In the coated cemented carbide according to claim 3,
Since the binder phase is reduced in the surface region rather than the internal region of the base material, it is possible to prevent the cutting edge temperature from increasing as much as possible even at a high cutting speed, and thus to prevent plastic deformation of the cutting edge.

Further, according to the method for producing a coated cemented carbide according to claim 4, one or more iron group metals and Zr, Ta, T
When baking a mixture with a compound containing a Group 4a, 5a, or 6a metal such as i and Nb in the periodic table, a step of setting the temperature rise rate at 1350 ° C. or less to 5 ° C./min or less is performed.

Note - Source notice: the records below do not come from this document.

PR #1146, opened 2023-03-21
Fix autodetect 3rd party

manongjohn:
This PR fixes T2D's autodetection of 3rd party software (ffmpeg/rhubarb) that I inadvertently broke for Linux builds when I ported over an OT patch related to autodetection.  Not sure if macs were impacted also but this should fix them if it was. Windows was ok.


artisteacher:
Yes, macs needed the fix too.

artisteacher:
This works perfectly on macOS. Thanks for the fix!

PR #1150, opened 2023-03-30
Fix mixing multiple audio + rendering 32bit float sound

manongjohn:
This PR fixes the following: 
- Updated ffmpeg sound rendering arguments to account for 32bit float to fix garbled/noisy rending.
- Fixed issue with multiple audio not always mixing


artisteacher:
So much better!

PR #1216, opened 2023-09-19
Control file history information

manongjohn:
File history is written in scene files (tnz), in vector files (pli) and, under certain circumstances, in smart raster history files (hst).  It  records the last time the file was saved along with machine and user information.  You can view this information by opening the file directly or by right-clicking a scene or level and selecting `Info...` in the Browser.

At a user's request, I 've added the following to control file history in `Preferences` -> `Saving`:

image

This allows the user to:
- Disable adding new entries to file history.
   - This only affect writing new entries.  Existing entries are kept.
- Specify an alternate username for file history instead of the default username

Changes to these settings requires a restart.

### DIFF
--- a/toonz/sources/common/tcontenthistory.cpp
+++ b/toonz/sources/common/tcontenthistory.cpp
@@ -26,8 +26,12 @@ using namespace std;
 
 //-------------------------------------------------------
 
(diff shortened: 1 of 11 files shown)


melieconiek:
nice! I'll give this a try as soon as I can!

PR #1217, opened 2023-09-21
Light Table

manongjohn:
This PR adds a new feature that mimics ToonBoom's Light Table feature.

Toggling `Light Table` on will display the current level at the level's normal opacity.  All other levels will appear at 30% of their  level's opacity. 

This will also work with `Onion Skin` and `Shift and Trace` features.

The feature can be toggled on via menu option `View` -> `Light Table` or right-click the Frames area on the Xsheet/Timeline and select `Light Table` from the context menu.

If added to Command/Quick toolbars, the icon will appear as

### DIFF
--- a/toonz/sources/include/toonz/onionskinmask.h
+++ b/toonz/sources/include/toonz/onionskinmask.h
@@ -46,7 +46,8 @@ public:
   };
 
 public:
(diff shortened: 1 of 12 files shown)


hhsyya:
This Light Table function is very good, but it’s a pity that the upper and lower layers cannot be edited and shifted.

PR #1218, opened 2023-09-21
Current Drawing on Top

manongjohn:
This PR adds a new feature that mimics ToonBoom's Current Drawing on Top feature.

The feature can be toggled on via menu option `View` -> `Current Drawing On Top` or right-click the Frames area on the Xsheet/Timeline and select `Current Drawing On Top` from the context menu.

If added to Command/Quick toolbars, the icon will appear as


F-Burning:
Amazing feature.

Thank you!

PR #1221, opened 2023-09-24
Magnet Tool slider - non-linear preference

manongjohn:
It was requested that the Magnet tool's slider non-linear mode be removed.

As some may still prefer the non-linear mode, I've added a `Preference` -> `Tools` setting to accommodate individual user preference.

The option is enabled by default and requires a restart when changing this setting.


manongjohn:
Had to resolve some conflicts due to recently merged changes.  

While I was at it, I changed the default Preference settings for `Magnet Tool Size Slider - Non-linear Mode` to OFF.

Will merge once all builds have completed successfully

Issue #1200, opened 2023-08-16
Importing preferences


BertWik:
### Bug Description

In the latest nightly build (August 15) importing preferences from an earlier version causes the program to crash.

### Relevant logs/screenshots

<img width="776" alt="Scherm­afbeelding 2023-08-16 om 10 31 57" src="https://github.com/tahoma2d/tahoma2d/assets/140490349/abc0cfd3-f07a-4453-852b-4def7234f61e">

### Software Version

Nightly (Specify below)

### Software Version Information

Build August 15

### Operating System

Mac OS Ventura

BertWik:
The latest nightly build (2023-08-29) crashes while trying to open.
I use a Mac M1

Regards,
Bert Wikkerink

PR #1227, opened 2023-10-03
Change when Magnet tool's non-linear preference is applied

manongjohn:
This PR changes the application of the Magnet tool's non-linear preference setting, added in #1221, to when the tool is first activated instead of first created.

Checking preferences at tool creation has a negative side effect on macOS (Linux too?) which results in the same issue as #1200. The crash is caused by preferences loading before the application name is set since tools are created  before T2D actually starts running to set the name. 

I plan on merging this once I confirm the macOS artifact imports preferences successfully.

### DIFF
--- a/toonz/sources/tnztools/magnettool.cpp
+++ b/toonz/sources/tnztools/magnettool.cpp
@@ -150,9 +150,6 @@ public:
   {
     bind(TTool::Vectors);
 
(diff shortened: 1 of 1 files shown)


manongjohn:
Verified macOS artifact can import preferences.

PR #1234, opened 2023-10-05
Update macOS  build env to Monterey

manongjohn:
Homebrew has stopped supporting qt@5 on Big Sur.  This is causing builds on Big Sur to fail when it tries to compile qt@5 and exceeds the build timeout of 6 hours.

This change will update to build on macOS 12 (Monterey).

### DIFF
--- a/.github/workflows/macOS_build.yml
+++ b/.github/workflows/macOS_build.yml
@@ -4,7 +4,7 @@ on: [push, pull_request]
 
 jobs:
   macOS:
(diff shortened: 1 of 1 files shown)


manongjohn:
@artisteacher Can you verify the artifact on this PR works?

I can't verify it until I can get a Monterey VM up and running.

artisteacher:
It opens without issue.

manongjohn:
Thanks for verifying!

The composition in the layer can be controlled so that the reduction rate of Ta, Ti and Nb atoms is smaller than the reduction rate of Zr atoms, and the reduction in heat resistance of the cemented carbide can be minimized.

[Brief description of the drawings]

FIG. 1 shows a wavelength dispersion type X of a coated cemented carbide member according to the present invention.
It is a figure showing the analysis result by a line microanalyzer.

──────────────────────────────────────────────────続 き Continued on the front page (51) Int.Cl. ⁷ Identification symbol FI Theme coat ゛ (Reference) C22C 1/05 C22C 1/05 F 29/08 29/08

Claims (4)

[Claims] 1. The method of claim 1, wherein at least one iron group metal is used as a binder phase.
periodic tables 4a, 5a, such as r, Ta, Ti and Nb;
On the surface of a cemented carbide base material having a compound containing a group 6a metal as a hard phase, one or more single or multiple layers selected from compounds of the periodic table 4a, 5a, 6a metal or Al ₂ O ₃ In the coated cemented carbide member having a coating layer formed of, the Zr, Ta, Ti, and Nb atoms are reduced in the surface region from the inner region of the base material, and the Tr is reduced.
A coated cemented carbide member characterized in that the reduction rate of a, Ti and Nb atoms is smaller than the reduction rate of Zr atoms. 2. The coated cemented carbide member according to claim 1, wherein the thickness of the surface region is 5 to 200 μm. 3. The coated cemented carbide member according to claim 1, wherein the binder phase is reduced in a surface region of the base material than in an inner region of the base material. 4. One or more iron group metals and Zr, Ta, Ti
And a compound containing a group 4a, 5a or 6a metal such as Nb and the like in the periodic table and sintering to form a cemented carbide base material. In the method for producing a coated cemented carbide member for forming a coating layer composed of one or more single or multiple layers selected from a metal compound or Al ₂ O ₃ , 135
A method for producing a coated cemented carbide member, comprising a step of setting a temperature rising rate at 0 ° C. or less to 5 ° C./min or less.